Data Classification: Key to Unlocking AI Potential
As North Carolina prepares to enhance its data for artificial intelligence (AI) applications, the state’s chief privacy officer emphasizes that proper data identification is the crucial first step toward realizing AI’s full potential.
The Importance of Data Classification
Martha Wewer, who has been North Carolina’s chief privacy officer since May 2025, is spearheading a data classification project aimed at helping the state better identify its data. This initiative is significant because, as Wewer notes, data classification involves knowing exactly what data you have, where it lives, and how sensitive it is. This understanding is vital for implementing effective privacy and security controls, which are paramount in minimizing risks to data privacy.

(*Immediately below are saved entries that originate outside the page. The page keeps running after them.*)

PR #148, opened 2019-07-24
Update archetype to newer versions of dependencies

bbaugher:

Bumped the version of dependencies in the archetype to later versions that are not vulnerable to security vulnerabilities. I also ran into an issue when I used the archetype in 3.2.5 with `NoSuchMethodError` around guava (`java.lang.NoSuchMethodError: com.google.common.base.Preconditions.checkArgument(ZLjava/lang/String;Ljava/lang/Object;Ljava/lang/Object;)`) and after updating to a newer version (`java.lang.ClassNotFoundException: com.google.inject.multibindings.Multibinder`) since guice added multibinding extensions in a separate jar.

This also matches what beadledom libraries use

### How was it tested?

Create a sample project and updated the pom to get things working.

### How to test

### DIFF
--- a/CHANGELOG.md
+++ b/CHANGELOG.md
@@ -7,6 +7,7 @@
 * Jooq transaction hooks for executing actions after a successful commit.
 
 ### Changed
+* Update archetype dependencies to match beadledom library
 * Switch to Keep a Changelog style for Changelog moving forward - https://keepachangelog.com/en/1.0.0/
 * Update maven archetype for project generation with new client recommendations.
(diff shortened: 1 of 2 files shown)


johnlcox:
Can you add an entry to the changelog? We are following https://keepachangelog.com/en/1.0.0/.

bbaugher:
Added, https://github.com/cerner/beadledom/pull/148/commits/5c3aa6fd967643c03371ed10e266cff85b4cdc77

Current State and Future Goals
Wewer humorously remarks on her passion for data classification, indicating its importance as the state moves toward increased AI integration. While North Carolina has been effective in protecting its data, proper classification will enhance the state’s ability to discern which datasets are suitable for AI tools, which require aggregation or anonymization, and which have sufficient quality for reliable usage.
This project is crucial to state leadership, as evidenced by North Carolina Governor Josh Stein’s executive order last fall, which established a statewide AI framework, an AI leadership council, and an AI accelerator at the Department of Information Technology.
Data Classification Process
Wewer states, “Our governor has said that he wants to build safe and trustworthy AI use within the state.” Identifying and labeling sensitive data to prevent potential data leaks is her top priority. Data classification begins with creating an inventory of data, wherein each piece is classified as public, internal, confidential, or highly sensitive. This classification enables the state to formulate specific rules that govern data usage, such as determining which datasets are appropriate for AI applications.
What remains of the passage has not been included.